For the records below, output each line exactly as it appears, from the first through the line with "These cases in".
· · · ·
PR #3670, opened 2024-01-06
Limit Custom Properties access in Stats API

RobertJoonas:
### Changes

Starting from the v4 generation of subscription plans, Stats API and Custom Properties are both considered premium features. However, there are two possible cases where the user might have access to Stats API, but not Custom Properties.

1. Enterprise plans with the Stats API feature allowed, but props disallowed
2. An invited user on trial / business plan /grandfathered plan is querying with their own API key, but the site owner does not have access to props

These cases in mind, extra checks are required to ensure that the queried breakdown property, or the used filters do not contain custom properties that the site owner does not have access to. Internal prop keys such as `url` and `path` should always be allowed.

 This PR also build a single function `allowed_for` that acts as a gateway to custom properties, and documents the difficult aspects of why some sites have `allowed_event_props` set to `nil` and so on.

### Tests

### Changelog

### Documentation

### Dark mode

### DIFF
--- a/lib/plausible_web/controllers/api/external_stats_controller.ex
+++ b/lib/plausible_web/controllers/api/external_stats_controller.ex
@@ -11,12 +11,13 @@ defmodule PlausibleWeb.Api.ExternalStatsController do
   end
 
   def aggregate(conn, params) do
-    site = conn.assigns[:site]
+    site = conn.assigns[:site] |> Repo.preload(:owner)
 
     with :ok <- validate_period(params),
          :ok <- validate_date(params),
          query <- Query.from(site, params),
-         {:ok, metrics} <- parse_and_validate_metrics(params, nil, query) do
+         {:ok, metrics} <- parse_and_validate_metrics(params, nil, query),
+         :ok <- ensure_custom_props_access(site, query) do
       results =
         if params["compare"] == "previous_period" do
           {:ok, prev_query} = Plausible.Stats.Comparisons.compare(site, query, "previous_period")
@@ -43,22 +44,20 @@ defmodule PlausibleWeb.Api.ExternalStatsController do
 
       json(conn, %{results: results})
     else
-      {:error, msg} ->
-        conn
-        |> put_status(400)
-        |> json(%{error: msg})
+      err_tuple -> send_json_error_response(conn, err_tuple)
     end
   end
 
   def breakdown(conn, params) do
-    site = conn.assigns[:site]
+    site = conn.assigns[:site] |> Repo.preload(:owner)
 
     with :ok <- validate_period(params),
          :ok <- validate_date(params),
          {:ok, property} <- validate_property(params),
          query <- Query.from(site, params),
          {:ok, metrics} <- parse_and_validate_metrics(params, property, query),
-         {:ok, limit} <- validate_or_default_limit(params) do
+         {:ok, limit} <- validate_or_default_limit(params),
+         :ok <- ensure_custom_props_access(site, query, property) do
       page = String.to_integer(Map.get(params, "page", "1"))
       results = Plausible.Stats.breakdown(site, query, property, metrics, {limit, page})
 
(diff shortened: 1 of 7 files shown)


lib/plausible_web/controllers/api/external_stats_controller.ex
```diff
@@ -11,12 +11,13 @@ defmodule PlausibleWeb.Api.ExternalStatsController do
   end
 
   def aggregate(conn, params) do
-    site = conn.assigns[:site]
+    site = conn.assigns[:site] |> Repo.preload(:owner)
```
zoldar, line 14:
```suggestion
    site = Repo.preload(conn.assigns.site, :owner)
```

perhaps, because `site` assign is guaranteed by `AuthorizeStatsApiPlug`?

lib/plausible_web/controllers/api/external_stats_controller.ex
```diff
@@ -43,22 +44,20 @@ defmodule PlausibleWeb.Api.ExternalStatsController do
...
-        conn
-        |> put_status(400)
-        |> json(%{error: msg})
+      err_tuple -> send_json_error_response(conn, err_tuple)
     end
   end
 
   def breakdown(conn, params) do
-    site = conn.assigns[:site]
+    site = conn.assigns[:site] |> Repo.preload(:owner)
```
zoldar, line 52: Ditto about

```suggestion
    site = Repo.preload(conn.assigns.site, :owner)
```

lib/plausible_web/controllers/api/external_stats_controller.ex
```diff
@@ -172,21 +197,19 @@ defmodule PlausibleWeb.Api.ExternalStatsController do
   end
 
   def timeseries(conn, params) do
-    site = conn.assigns[:site]
+    site = conn.assigns[:site] |> Repo.preload(:owner)
```
zoldar, line 200:
```suggestion
    site = Repo.preload(conn.assigns.site, :owner)
```

test/plausible_web/controllers/api/external_stats_controller/aggregate_test.exs
```diff
@@ -1,10 +1,48 @@
 defmodule PlausibleWeb.Api.ExternalStatsController.AggregateTest do
   use PlausibleWeb.ConnCase
   import Plausible.TestUtils
+  alias Plausible.Billing.Feature
 
   setup [:create_user, :create_new_site, :create_api_key, :use_api_key]
   @user_id 123
 
+  describe "feature access" do
```
zoldar, line 9: Perhaps it would be good to add at least two extra test cases where `allowed_event_props` are set and filtered/queried property is in and not in that list?

zoldar (approved):
✨

test/plausible_web/controllers/api/external_stats_controller/aggregate_test.exs
RobertJoonas: Hmm, I think these tests would be redundant since the private `ensure_custom_props_access` function in `ExternalStatsController` is asking for allowed props with the `bypass_setup?` option set to `true`. That option is solely meant to ignore whatever is in the `allowed_event_props` list. Or am I missing the point behind your suggestion? 🤔

lib/plausible_web/controllers/api/external_stats_controller.ex
RobertJoonas: Makes sense, thanks! https://github.com/plausible/analytics/pull/3670/commits/f6092be85b15e166e38a5a9019939bf31c9f2824

test/plausible_web/controllers/api/external_stats_controller/aggregate_test.exs
zoldar: Yeah, fair point 👍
· · · ·
> _Exercise answer_
PR #3670, opened 2024-01-06
Limit Custom Properties access in Stats API

RobertJoonas:
### Changes

Starting from the v4 generation of subscription plans, Stats API and Custom Properties are both considered premium features. However, there are two possible cases where the user might have access to Stats API, but not Custom Properties.

1. Enterprise plans with the Stats API feature allowed, but props disallowed
2. An invited user on trial / business plan /grandfathered plan is querying with their own API key, but the site owner does not have access to props

These cases in mind, extra checks are required to ensure that the queried breakdown property, or the used filters do not contain custom properties that the site owner does not have access to. Internal prop keys such as `url` and `path` should always be allowed.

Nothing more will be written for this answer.